PR #65, opened 2018-01-16
Fix metrics suffix for counters

surik:


test/ggsn_SUITE.erl
```diff
@@ -468,17 +468,27 @@ create_pdp_context_request_resend() ->
...
 
     delete_pdp_context(S, GtpC),
+    ?equal(1, get_value(exometer:get_value(DupId)) - Dup0),
 
     ok = meck:wait(?HUT, terminate, '_', ?TIMEOUT),
     ?match(0, meck:num_calls(?HUT, handle_request, ['_', '_', true, '_'])),
     meck_validate(Config),
     ok.
 
+get_value({ok, DPs}) -> proplists:get_value(value, DPs, -1);
```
################
__Exercise requirements__.
Each line of the material must be copied exactly.

__Written answer__.
PR #65, opened 2018-01-16
Fix metrics suffix for counters

surik:


test/ggsn_SUITE.erl
```diff
@@ -468,17 +468,27 @@ create_pdp_context_request_resend() ->
...
 
     delete_pdp_context(S, GtpC),
+    ?equal(1, get_value(exometer:get_value(DupId)) - Dup0),
 
     ok = meck:wait(?HUT, terminate, '_', ?TIMEOUT),
     ?match(0, meck:num_calls(?HUT, handle_request, ['_', '_', true, '_'])),
     meck_validate(Config),
     ok.
 
+get_value({ok, DPs}) -> proplists:get_value(value, DPs, -1);
```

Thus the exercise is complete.